In theory, UVC programs can be written for each file format. The UVC Interpreter deciphers each program into a Logical Data View, possibly an XML-like structure, which describes in detail how the digital object is structured, e.g. raster-based images are described pixel by pixel. This is then translated into an understandable representation for the user. This latter stage obviously involves an element of migration, so the UVC essentially combines both emulation and migration approaches.

The UVC method has been successfully applied to images stored in GIF, and the Koninklijke Bibliotheek hopes to extend this to TIFF and PDF. The UVC must support a much wider range of formats if it is to become a central plank of a preservation strategy.

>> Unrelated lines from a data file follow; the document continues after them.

PR #1845, opened 2026-04-18
v2: fix(db): normalize auto-generated timestamps to ISO 8601

evenisse:
<!-- contributing-guide: v1 -->
## Type of Change

- [x] **Fix** - bug fix or security fix to source code

## Description

Auto-generated timestamps in the session DBs used SQLite's `datetime('now')` which produces `2026-04-18 13:29:12` (space separator, no `T`, no `Z`, no milliseconds). Channel adapters already produce ISO 8601 strings like `2026-04-18T13:31:43.160Z`, making the dashboard display inconsistent.

  Replace all datetime('now') used as timestamp values with strftime('%Y-%m-%dT%H:%M:%fZ','now') in:                           
   
  - `src/db/session-db.ts` — `insertTask`, `insertRecurrence`, `markDelivered`, `markDeliveryFailed`                                     
  - `src/modules/scheduling/db.ts` — scheduling timestamps                                                                    
  - `src/db/migrations/002-chat-sdk-state.ts` — migration default value                                                          
  - `container/agent-runner/src/db/messages-out.ts` — `writeMessageOut`                                                            
  - `container/agent-runner/src/db/messages-in.ts` — `markProcessing`, `markCompleted`, `markFailed`                                   
                                                                                                                               
  Tests updated to expect ISO 8601 format:                                                                                     
                                                                                                                             
  - `src/db/session-db.test.ts`                                                                                                  
  - `src/delivery.test.ts`                                                                                                     
  - `src/host-core.test.ts`
  - `container/agent-runner/src/integration.test.ts`
  - `container/agent-runner/src/poll-loop.test.ts`                                                                               
  - `scripts/test-v2-agent.ts`
                                                                                                                               
  Skill docs updated (add-github, add-linear) to reflect the format change in example timestamps.                              
                                                                                                                               
  No DB migration needed — `timestamp` columns are `TEXT`, the format change is backward-compatible. Existing `datetime()` comparisons (e.g. `deliver_after <= datetime('now')`) handle both formats correctly.

PR #1997, opened 2026-04-25
fix: parse SQLite datetime() values as UTC in host sweep

dim0627:
## Type of Change

## Description

**What** — host sweep was killing fresh containers within ~60s of spawn on any non-UTC host, looping until the message hit `MAX_TRIES` and was permanently failed. User-visible symptom: the bot stopped replying.

**Why** — the container writes `processing_ack.status_changed` and `messages_in.process_after` via `datetime('now')`, which emits `'YYYY-MM-DD HH:MM:SS'` in UTC **without a timezone marker**. The host then `Date.parse(...)`s that value, and per the ECMAScript spec unmarked strings parse as **local time**. On JST (UTC+9) the parsed instant is 9 hours earlier than the value the container actually wrote, so `decideStuckAction` saw a multi-hour claim age on every fresh claim and killed the container immediately.

**How it works** — new `parseSqliteDatetime()` helper. If the string already has a `Z` or `±HH:MM` offset, it's `Date.parse`'d as-is; otherwise it's treated as UTC. Used in the two `Date.parse` call sites in `host-sweep.ts` (`decideStuckAction` claim age, `resetStuckProcessingRows` future-retry skip).

**How it was tested** — added a regression test using the exact format SQLite stores (the existing tests passed because they used `new Date(...).toISOString()`, which always emits a `Z` and so hid the bug). `pnpm test`: 14 host-sweep tests pass (was 11), 179 total tests pass. Verified live on a JST host — kill warnings stopped immediately after restart, Slack messages get replies again.

### DIFF
--- a/src/host-sweep.test.ts
+++ b/src/host-sweep.test.ts
@@ -5,7 +5,12 @@
  */
 import { describe, expect, it } from 'vitest';
 
-import { ABSOLUTE_CEILING_MS, CLAIM_STUCK_MS, decideStuckAction } from './host-sweep.js';
+import {
+  ABSOLUTE_CEILING_MS,
+  CLAIM_STUCK_MS,
+  decideStuckAction,
+  parseSqliteDatetime,
+} from './host-sweep.js';
 
 const BASE = Date.parse('2026-04-20T12:00:00.000Z');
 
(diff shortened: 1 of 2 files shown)


jorgenclaw:
Tested this on a customized v2 install (Linux PDT host).

**Setup**
- Worktree on `pull/1997/head` (commit `9d02929`), `pnpm install --frozen-lockfile`.
- Ran `pnpm exec vitest run src/host-sweep.test.ts` at PR head, then again with `src/host-sweep.ts` reverted to `upstream/main` (test file unchanged), to compare.

**Results**

| Run | Tests |
|---|---|
| At PR head (TZ=America/Los_Angeles) | ✅ 14/14 pass |
| At PR head (TZ=Asia/Tokyo, simulating reported environment) | ✅ 14/14 pass |
| At `upstream/main` (without fix) — as a contrast | 11 pass, 3 fail. The 3 failures are the new `parseSqliteDatetime` unit tests (`TypeError: parseSqliteDatetime is not a function`) — confirms the fix is the thing under test. |

Confirmed `TZ=Asia/Tokyo` actually affects `Date.parse` in this Node 22 environment via a quick `node -e` probe.

**One small thing worth flagging for a follow-up tightening**

The behavioral test `decideStuckAction > treats SQLite datetime('now') strings as UTC even on a non-UTC host` passes against `upstream/main` even under `TZ=Asia/Tokyo`. The `parseSqliteDatetime` unit tests catch the bug cleanly, but this one passes accidentally: with `heartbeatMtimeMs = BASE - 2_000` (fresh), the buggy JST parse pushes the claim to ~9h before the heartbeat, and `decideStuckAction`'s "heartbeat moved since claim → not stuck" branch returns `'ok'`. If you ever want this test to genuinely demonstrate the kill-loop, setting `heartbeatMtimeMs = BASE - 60_000` (heartbeat older than the claim) makes it fail without the fix and pass with it. The live JST evidence in your PR body is the real proof either way — just noting it for a future cleanup pass.

**Why we care**

Our install runs PDT (UTC-7), which puts us on the *opposite* side of this bug — the buggy parse makes claims look like they're in the future, so claim age goes negative and stuck-claim detection silently never fires. The polite failure mode west of UTC, but still wrong. Glad to see this land.

Tested by Scott Jorgensen + Claude Code.

evenisse:
Already fixed in my previous PR (#1845 ) with lot of other date issues. Date must be inserted correctly in db instead a fix during parsing

dim0627:
Thanks Scott — the heartbeatMtimeMs = BASE - 60_000 catch was sharp: that test was passing for the wrong reason, exactly the kind of thing a one-side reproduction would miss. And the symmetric PDT-side note (claims look future-dated → stuck detection silently never fires) is the part I'd missed entirely; really appreciate that being called out.

I've closed this PR in deference to #1845, which fixes the same class of bug at the insert side (strftime '%Y-%m-%dT%H:%M:%fZ','now') across all the timestamp writers — that's the right layer. The parse-side fix is staying on my fork as a stopgap until #1845 lands.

Some general advantages and disadvantages of emulation

Advantages

  • In theory full emulation enables us to recreate the full functionality and exact look and feel of a digital object's performance. It is therefore an attractive approach for preserving complex digital objects and those where appearance or functionality are identified as significant properties.
  • In contrast to migration, the focus of emulation is on changing the environment rather than the digital object itself, thus lessening the risk of data loss through repeated migration cycles.
  • Oltmans and Kol have concluded that emulation is more cost-effective for preserving large collections, despite the relatively high initial costs for developing an emulation device; in contrast, migration applies to all the objects in a collection repetitively, creating high ongoing costs. However, the need for chaining emulators in the future may detract from this.
  • The emulation approach can be implemented at a higher level than the migration approach, so rather than developing conversion solutions per format institutions can develop emulation solutions per environment.
  • It means that records in obscure formats do not have to be abandoned; in theory if the creating hardware/software can be emulated, all the records created in that environment can be recreated.
  • Regardless of the principal preservation approach adopted by a digital repository, emulation could be useful as a backup mechanism that would provide access to the 'digital original' form of each record and may be necessary for the extraction of digital objects from older technological environments.

Disadvantages

  • As yet, emulation has not been widely tested as a long-term digital preservation strategy, and further practical tests are essential before more definitive conclusions about its reliability can be drawn.
  • An emulation system may require the user to master completely unfamiliar technology in order to understand an archival digital record, and technological developments are incredibly rapid; for instance, many have already forgotten how to use relatively recent word processing programs like Wordstar. This problem could potentially be addressed by developing different means or levels of access.
  • Selecting an emulation strategy also involves buying into a migration strategy because emulators themselves become obsolete, so it becomes necessary to replace the old emulator with a new one, or to create a new emulator that allows the old emulator to work on new platforms.
  • Most emulation approaches will involve preserving or emulating proprietary software which is covered by patent, licence or other IPR. This is a major issue and must be addressed by any institution introducing an emulation strategy; it is unclear yet whether the Gowers Review will alter this situation.
  • The concept of 'exact original look and feel' is itself debatable; can it therefore be preserved by emulation? Digital objects are so dependent on the environment used to render them; for instance, a user's experience of a website can differ according to what software and hardware they are using.
  • Emulation may require a large commitment in resources, and highly skilled computer programmers would be needed to write the emulator code.
  • If the UVC approach is used, large numbers of decoder programs will be necessary to cope with the variety of file formats that are available, and it may be that new UVC emulators need to be written for each new generation of hardware.